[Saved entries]
Issue #242, opened 2021-07-10
Possible improper call of _wb_device.recognitionDisable()


scottnortman:
Using Webots 2021a with the ROS2 interface, Ubuntu 20.04.

I created numerous cameras in the Webots world and do not need the built in recognition functionality, so I leaver the recognition as NULL.  Images will instead b e streamed via a topic into an alternate recognition node through ROS2.

After launching, I am able to see images as expect in RVIZ2 and other nodes, however I recieve a constant stream of output messages in the launch terminal:

[webots_node] Error: wb_camera_recognition_disable() called on a Camera without Recognition node.

I traced this down to the file 

webots_ros2_core/camera_device.py

If you look at the if /  else statement, with the 'if' on line 147, it checks to see if the camera has recognition, and if not, falls through to the 'else' statement on line 214.  The call inside the 'else' is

__Task prompt__:
Output the data above in full and exactly.

__Task answer__:
Issue #242, opened 2021-07-10
Possible improper call of _wb_device.recognitionDisable()


scottnortman:
Using Webots 2021a with the ROS2 interface, Ubuntu 20.04.

I created numerous cameras in the Webots world and do not need the built in recognition functionality, so I leaver the recognition as NULL.  Images will instead b e streamed via a topic into an alternate recognition node through ROS2.

After launching, I am able to see images as expect in RVIZ2 and other nodes, however I recieve a constant stream of output messages in the launch terminal:

[webots_node] Error: wb_camera_recognition_disable() called on a Camera without Recognition node.

I traced this down to the file 

webots_ros2_core/camera_device.py

If you look at the if /  else statement, with the 'if' on line 147, it checks to see if the camera has recognition, and if not, falls through to the 'else' statement on line 214.  The call inside the 'else' is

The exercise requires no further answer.